[Saved data entries]
= = =
PR #4220, opened 2025-04-29
try reducing workflow permissions from write to read

jonsneyers:
Not sure if these two workflows actually need `contents: write` permissions to do their thing.
If they do, then the permission should be at the lowest level where it is needed, not at the top-level like it is now.

See also: 
https://securityscorecards.dev/viewer/?uri=github.com/libjxl/libjxl
https://github.com/ossf/scorecard/blob/cd152cb6742c5b8f2f3d2b5193b41d9c50905198/docs/checks.md#token-permissions

### DIFF
--- a/.github/workflows/gitlab_mirror.yml
+++ b/.github/workflows/gitlab_mirror.yml
@@ -3,7 +3,7 @@
 # Use of this source code is governed by a BSD-style
 # license that can be found in the LICENSE file.
 
-# Workflow for building and running tests.
+# Workflow for mirroring the github libjxl repo to the wg1 gitlab repo
 
 name: Mirror to GitLab
 
@@ -21,8 +21,6 @@ permissions:
 
 jobs:
   mirror:
-    permissions:
-      contents: write  # for Git to git push
     if: github.repository_owner == 'libjxl'
     runs-on: ubuntu-latest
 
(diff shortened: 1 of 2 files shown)


eustas:
This PR reverts #3079 that partially reverts #2485.

I'll check if "contents" could depend on event type. If not, we would need to refactor workflow into parts: one for CI, another for actual release.

jonsneyers:
To make the scorecard thing happy, it probably suffices to put the write permissions at the job level (for the jobs that need it) instead of at the global level.

For the gitlab mirroring one, I don't quite understand why write permissions are needed at all — it writes to gitlab but not to github, so from the point of view of the github workflow it is read-only, right?

eustas:
The comment was:
> The release workflow stopped uploading the artifacts after https://github.com/libjxl/libjxl/pull/2485, this should fix it.

So it is about `Upload binaries to release` job. BTW, would be nice to get rid of `AButler/upload-release-assets` dependency in favor of `actions/upload-release-asset`.

eustas:
`actions/upload-release-asset` is not a drop-in replacement.

Let's do migration in separate PR. Since we are not releasing today we could land as is and I will fix it a bit later.

eustas (approved):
= = =
All that should be written out is the stretch of lines above between the one holding "(diff shortened: 1 of 2 files shown)" and the one holding "To make the", inclusive, exactly as given.

(diff shortened: 1 of 2 files shown)


eustas:
This PR reverts #3079 that partially reverts #2485.

I'll check if "contents" could depend on event type. If not, we would need to refactor workflow into parts: one for CI, another for actual release.

jonsneyers:
To make the scorecard thing happy, it probably suffices to put the write permissions at the job level (for the jobs that need it) instead of at the global level.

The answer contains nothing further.